§ AIM OF THE EXERCISE: The answer must consist of each line below that contains the word "inline", copied in full.

____________________

PR #14107, opened 2025-08-05
variable.c: refactor accesses to the `generic_fields_tbl`

casperisfine:
It's now mostly all encapsulated inside:

  - `rb_obj_fields`
  - `rb_obj_set_fields`
  - `rb_obj_replace_fields`

### DIFF
--- a/vm_insnhelper.c
+++ b/vm_insnhelper.c
@@ -1267,8 +1267,8 @@ vm_getivar(VALUE obj, ID id, const rb_iseq_t *iseq, IVC ic, const struct rb_call
         }
       default:
         if (rb_obj_exivar_p(obj)) {
-            VALUE fields_obj = 0;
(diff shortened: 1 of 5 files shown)


vm_insnhelper.c
```diff
@@ -1484,14 +1480,15 @@ vm_setivar_default(VALUE obj, ID id, VALUE val, shape_id_t dest_shape_id, attr_i
         return Qundef;
     }
 
-    rb_gen_fields_tbl_get(obj, 0, &fields_obj);
+    VALUE fields_obj = rb_obj_fields(obj, id);
+    RUBY_ASSERT(fields_obj);
+    RB_OBJ_WRITE(obj, &rb_imemo_fields_ptr(fields_obj)[index], val);
```
jhawthorn: Is this write to `obj`, or is it a write to `fields_obj`?

casperisfine: Good catch. That's a preexisting bug :/

PR #14116, opened 2025-08-05
Array#fill doc fix to indicate return is self

notEthan:
doc currently indicates the return value as `new_array` but then in the first sentence explains "always returns +self+ (never a new array)".


notEthan:
I decided to check other `new_array` return values and found `map!`/`collect!` also has this; added that one as well.

nobu:
Could you add `[DOC]` label at each commit title?
Abbreviated `doc` alone cannot trigger the documentation preview.

notEthan:
okay, pushed

PR #14117, opened 2025-08-05
ZJIT: Add a graphviz dumper for HIR

tekknolagi:
This is moderately useful just in stdout (copy and paste into a renderer) but potentially more useful alongside a tool that parses stdout looking for `digraph G { ... }` and renders those automatically.


tekknolagi:
Right now this is optimized for web: it does HTML encoding automatically. Should we avoid that? Make it an option like HIR=raw/all/...?

tekknolagi:
@tenderlove does this meet the needs you had when you started prototyping graphviz output?

k0kubun:
> Should we avoid that? Make it an option like HIR=raw/all/...?

If HTML is what you use, I don't think we need to support anything else.

PR #14120, opened 2025-08-05
ZJIT: Fix line numbers in HIR tests

tekknolagi:
This is caused by #14093 I think.


tekknolagi:
(merge at will)

st0012 (approved):

k0kubun:
This seems too fragile to maintain. Similarly to addresses, could we avoid matching the actual line numbers? HIR tests shouldn't fail just because documentation or new methods are added to gc.rb or dir.rb.

st0012:
I opened #14124 to remove line numbers from test expectations

k0kubun:
We've merged https://github.com/ruby/ruby/pull/14124 instead, so closing this one.

PR #14121, opened 2025-08-05
ZJIT: Implement SingleRactorMode invalidation

st0012:
Additional changes:
- To make `ractor.c` (or any files that don't include `insns.inc`) able to include `zjit.h`, `zjit.h` can't use the unexported `enum ruby_vminsn_type` in it. So I replaced it with `int` in `zjit.h`
- I added `compile_jumps!` macro to reduce the jump compilation boilerplate
- Fixed 2 typos

### DIFF
--- a/zjit.h
+++ b/zjit.h
@@ -33,6 +33,6 @@ static inline void rb_zjit_cme_invalidate(const rb_callable_method_entry_t *cme)
 static inline void rb_zjit_invalidate_ep_is_bp(const rb_iseq_t *iseq) {}
 static inline void rb_zjit_constant_state_changed(ID id) {}
 static inline void rb_zjit_before_ractor_spawn(void) {}
-#endif // #if USE_YJIT
+#endif // #if USE_ZJIT
 
 #endif // #ifndef ZJIT_H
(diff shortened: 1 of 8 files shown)


zjit.h
```diff
@@ -14,23 +14,25 @@ extern bool rb_zjit_enabled_p;
 extern uint64_t rb_zjit_call_threshold;
 extern uint64_t rb_zjit_profile_threshold;
 void rb_zjit_compile_iseq(const rb_iseq_t *iseq, rb_execution_context_t *ec, bool jit_exception);
-void rb_zjit_profile_insn(enum ruby_vminsn_type insn, rb_execution_context_t *ec);
+void rb_zjit_profile_insn(int insn, rb_execution_context_t *ec);
```
k0kubun: This seems to effectively hold for our supported platforms, but it still seems implementation-dependent in C in general. If you want to do this, can you update the signature of `rb_zjit_profile_insn` accordingly and explicitly cast it inside the Rust function?

> Each enumerated type shall be compatible with char, a signed integer type, or an unsigned integer type. The choice of type is implementation-defined, but shall be capable of representing the values of all the members of the enumeration.

st0012: Updated 👍

tekknolagi:
Can you please add some tests?

st0012:
@tekknolagi Added a test that'd crash without the invalidation

k0kubun (approved):

PR #14124, opened 2025-08-05
ZJIT: Avoid matching HIR line numbers in tests

st0012:
This should avoid issues mentioned in #14120


zjit/src/hir.rs
```diff
@@ -2241,7 +2241,18 @@ impl Function {
...
+            let full_location = iseq_get_location(fun.iseq, 0);
+
+            if let Some(colon_pos) = full_location.rfind(':') {
+                full_location[..colon_pos].to_string()
+            } else {
+                full_location
+            }
+        } else {
+            iseq_get_location(fun.iseq, 0)
+        };
```
k0kubun: How about limiting the workaround only to builtin ISEQs? We should test the actual behavior when possible. There's no need to hide a stable line number at the beginning of an eval owned by ZJIT tests.

```suggestion
        let iseq_name = iseq_get_location(fun.iseq, 0);
        // In tests, strip the line number for builtin ISEQs to make tests stable across line changes
        let iseq_name = if cfg!(test) && iseq_name.contains("@<internal:") {
            iseq_name[..iseq_name.rfind(':').unwrap()].to_string()
        } else {
            iseq_name
        };
```

st0012: 👍 Updated

PR #62, opened 2017-03-28
Re-generate spec.rs tests

ScottAbbey:
It looks like spec.rs was modified by hand in
505b0a5510ad238c525c14c8af7280f60791d27d and possibly elsewhere.

Rerunning the build with `gen-tests` results in these changes to
spec.rs.

Making this change causes fewer tests to pass, but all the changes to
the tests appear to be correct -- they match the CommonMark spec
document now.

I will go through the CLA process if you approve this change.

### DIFF
--- a/tests/spec.rs
+++ b/tests/spec.rs
@@ -7,7 +7,8 @@ extern crate pulldown_cmark;
     #[test]
     fn spec_test_1() {
         let original = r##"	foo	baz		bim"##;
-        let expected = r##"<pre><code>foo	baz		bim</code></pre>
+        let expected = r##"<pre><code>foo	baz		bim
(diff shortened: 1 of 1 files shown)


raphlinus:
Yes, it's clearly wrong when the auto-gen stuff diverges from the input. One thing I think would help here is a strongly worded warning at the top of the auto-gen output not to edit it.

Thanks!

ScottAbbey:
Okay, I submitted the CLA form.

The top two lines of the spec.rs file do warn not to edit it, not sure what else can be done there.

raphlinus:
Right, I agree. I should have caught them being edited in the first PR :)

PR #63, opened 2017-03-30
Update testing procedures to pass trivially failing tests

ScottAbbey:
Hi Raph, I've sent 5 commits in this pull request but I don't think any of them depends on another, so if you aren't happy with one or more, they can be easily pulled out.  I wouldn't be surprised if I've overridden something that was done intentionally that I haven't yet picked up on.

I've included specifics in each commit message and won't repeat those here.  The basic goal is to update the testing procedures to pass about 58 tests that were trivially failing due to trailing whitespace in the expected compared to generated output.  Just calling `trim` before comparing would have only passed around 20 of the failing tests, a slightly different approach was needed that required modifying the tests generated by build.rs again.

The number of passing tests has increased from 506 to 564 after applying this set of commits.

These fixes will assist anyone aiming to correct individual test failures, because they have improved a large number of still-failing test cases that had multiple causes of failure.


raphlinus:
Thanks for working on this!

____________________

§ ANSWER:
@@ -33,6 +33,6 @@ static inline void rb_zjit_cme_invalidate(const rb_callable_method_entry_t *cme)
 static inline void rb_zjit_invalidate_ep_is_bp(const rb_iseq_t *iseq) {}
 static inline void rb_zjit_constant_state_changed(ID id) {}
 static inline void rb_zjit_before_ractor_spawn(void) {}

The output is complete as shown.